Start of Block

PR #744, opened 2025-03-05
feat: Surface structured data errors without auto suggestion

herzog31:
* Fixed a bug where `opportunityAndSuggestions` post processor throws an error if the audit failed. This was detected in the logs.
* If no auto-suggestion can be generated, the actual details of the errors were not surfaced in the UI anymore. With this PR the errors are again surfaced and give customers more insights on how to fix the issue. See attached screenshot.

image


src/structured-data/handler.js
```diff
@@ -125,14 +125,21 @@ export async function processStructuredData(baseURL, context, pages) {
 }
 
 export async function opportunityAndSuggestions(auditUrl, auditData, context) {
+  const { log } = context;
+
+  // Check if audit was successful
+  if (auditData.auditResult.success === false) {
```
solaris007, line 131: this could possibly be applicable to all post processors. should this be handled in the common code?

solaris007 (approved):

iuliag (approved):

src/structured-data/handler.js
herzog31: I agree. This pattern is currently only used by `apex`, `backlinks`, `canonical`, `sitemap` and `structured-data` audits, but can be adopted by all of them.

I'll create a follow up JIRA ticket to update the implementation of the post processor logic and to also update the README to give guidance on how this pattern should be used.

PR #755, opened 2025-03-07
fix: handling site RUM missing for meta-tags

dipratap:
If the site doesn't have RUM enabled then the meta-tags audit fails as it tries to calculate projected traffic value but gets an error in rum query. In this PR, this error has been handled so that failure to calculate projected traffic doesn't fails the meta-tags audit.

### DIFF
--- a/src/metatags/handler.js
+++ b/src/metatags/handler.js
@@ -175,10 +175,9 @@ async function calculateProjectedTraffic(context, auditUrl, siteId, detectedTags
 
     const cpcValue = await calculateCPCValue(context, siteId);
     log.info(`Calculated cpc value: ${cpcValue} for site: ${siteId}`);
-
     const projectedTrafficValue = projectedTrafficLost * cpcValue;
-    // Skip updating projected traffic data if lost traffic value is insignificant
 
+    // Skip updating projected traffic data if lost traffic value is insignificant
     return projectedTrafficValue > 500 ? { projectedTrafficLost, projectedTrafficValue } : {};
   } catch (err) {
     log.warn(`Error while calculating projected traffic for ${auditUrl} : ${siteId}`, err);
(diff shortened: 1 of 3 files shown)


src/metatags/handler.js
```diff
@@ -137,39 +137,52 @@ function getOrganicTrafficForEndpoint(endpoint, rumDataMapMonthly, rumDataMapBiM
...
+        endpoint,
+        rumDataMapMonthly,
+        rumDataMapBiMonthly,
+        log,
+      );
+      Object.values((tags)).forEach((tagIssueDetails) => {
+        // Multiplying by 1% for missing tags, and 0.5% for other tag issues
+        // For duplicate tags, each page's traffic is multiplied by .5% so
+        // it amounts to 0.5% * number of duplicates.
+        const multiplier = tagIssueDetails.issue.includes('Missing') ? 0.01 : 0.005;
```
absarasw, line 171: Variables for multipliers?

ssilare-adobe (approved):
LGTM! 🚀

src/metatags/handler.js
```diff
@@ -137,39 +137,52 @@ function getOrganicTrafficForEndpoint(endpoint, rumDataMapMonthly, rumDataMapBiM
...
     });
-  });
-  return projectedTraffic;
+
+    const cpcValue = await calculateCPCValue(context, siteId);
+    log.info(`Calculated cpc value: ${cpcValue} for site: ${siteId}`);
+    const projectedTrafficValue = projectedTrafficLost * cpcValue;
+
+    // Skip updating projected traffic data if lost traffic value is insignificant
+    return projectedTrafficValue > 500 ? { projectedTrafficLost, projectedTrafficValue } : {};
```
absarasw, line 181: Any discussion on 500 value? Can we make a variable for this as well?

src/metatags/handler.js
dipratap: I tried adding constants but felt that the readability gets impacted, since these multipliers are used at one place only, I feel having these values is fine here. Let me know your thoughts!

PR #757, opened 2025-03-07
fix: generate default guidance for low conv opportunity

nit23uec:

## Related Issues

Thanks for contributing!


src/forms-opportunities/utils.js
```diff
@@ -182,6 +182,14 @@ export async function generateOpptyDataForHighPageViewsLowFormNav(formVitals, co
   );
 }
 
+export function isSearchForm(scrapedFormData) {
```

End of Block

What is required:
All the lines above must appear again in the answer, word for word.

Result of the task:
PR #744, opened 2025-03-05
feat: Surface structured data errors without auto suggestion

herzog31:
* Fixed a bug where `opportunityAndSuggestions` post processor throws an error if the audit failed. This was detected in the logs.
* If no auto-suggestion can be generated, the actual details of the errors were not surfaced in the UI anymore. With this PR the errors are again surfaced and give customers more insights on how to fix the issue. See attached screenshot.

image


src/structured-data/handler.js
```diff
@@ -125,14 +125,21 @@ export async function processStructuredData(baseURL, context, pages) {
 }
 
 export async function opportunityAndSuggestions(auditUrl, auditData, context) {
+  const { log } = context;
+
+  // Check if audit was successful
+  if (auditData.auditResult.success === false) {
```
solaris007, line 131: this could possibly be applicable to all post processors. should this be handled in the common code?

solaris007 (approved):

iuliag (approved):

src/structured-data/handler.js
herzog31: I agree. This pattern is currently only used by `apex`, `backlinks`, `canonical`, `sitemap` and `structured-data` audits, but can be adopted by all of them.

I'll create a follow up JIRA ticket to update the implementation of the post processor logic and to also update the README to give guidance on how this pattern should be used.

PR #755, opened 2025-03-07
fix: handling site RUM missing for meta-tags

dipratap:
If the site doesn't have RUM enabled then the meta-tags audit fails as it tries to calculate projected traffic value but gets an error in rum query. In this PR, this error has been handled so that failure to calculate projected traffic doesn't fails the meta-tags audit.

### DIFF
--- a/src/metatags/handler.js
+++ b/src/metatags/handler.js
@@ -175,10 +175,9 @@ async function calculateProjectedTraffic(context, auditUrl, siteId, detectedTags
 
     const cpcValue = await calculateCPCValue(context, siteId);
     log.info(`Calculated cpc value: ${cpcValue} for site: ${siteId}`);
-
     const projectedTrafficValue = projectedTrafficLost * cpcValue;
-    // Skip updating projected traffic data if lost traffic value is insignificant
 
+    // Skip updating projected traffic data if lost traffic value is insignificant
     return projectedTrafficValue > 500 ? { projectedTrafficLost, projectedTrafficValue } : {};
   } catch (err) {
     log.warn(`Error while calculating projected traffic for ${auditUrl} : ${siteId}`, err);
(diff shortened: 1 of 3 files shown)


src/metatags/handler.js
```diff
@@ -137,39 +137,52 @@ function getOrganicTrafficForEndpoint(endpoint, rumDataMapMonthly, rumDataMapBiM
...
+        endpoint,
+        rumDataMapMonthly,
+        rumDataMapBiMonthly,
+        log,
+      );
+      Object.values((tags)).forEach((tagIssueDetails) => {
+        // Multiplying by 1% for missing tags, and 0.5% for other tag issues
+        // For duplicate tags, each page's traffic is multiplied by .5% so
+        // it amounts to 0.5% * number of duplicates.
+        const multiplier = tagIssueDetails.issue.includes('Missing') ? 0.01 : 0.005;
```
absarasw, line 171: Variables for multipliers?

ssilare-adobe (approved):
LGTM! 🚀

src/metatags/handler.js
```diff
@@ -137,39 +137,52 @@ function getOrganicTrafficForEndpoint(endpoint, rumDataMapMonthly, rumDataMapBiM
...
     });
-  });
-  return projectedTraffic;
+
+    const cpcValue = await calculateCPCValue(context, siteId);
+    log.info(`Calculated cpc value: ${cpcValue} for site: ${siteId}`);
+    const projectedTrafficValue = projectedTrafficLost * cpcValue;
+
+    // Skip updating projected traffic data if lost traffic value is insignificant
+    return projectedTrafficValue > 500 ? { projectedTrafficLost, projectedTrafficValue } : {};
```
absarasw, line 181: Any discussion on 500 value? Can we make a variable for this as well?

src/metatags/handler.js
dipratap: I tried adding constants but felt that the readability gets impacted, since these multipliers are used at one place only, I feel having these values is fine here. Let me know your thoughts!

PR #757, opened 2025-03-07
fix: generate default guidance for low conv opportunity

nit23uec:

## Related Issues

Thanks for contributing!


src/forms-opportunities/utils.js
```diff
@@ -182,6 +182,14 @@ export async function generateOpptyDataForHighPageViewsLowFormNav(formVitals, co
   );
 }
 
+export function isSearchForm(scrapedFormData) {
```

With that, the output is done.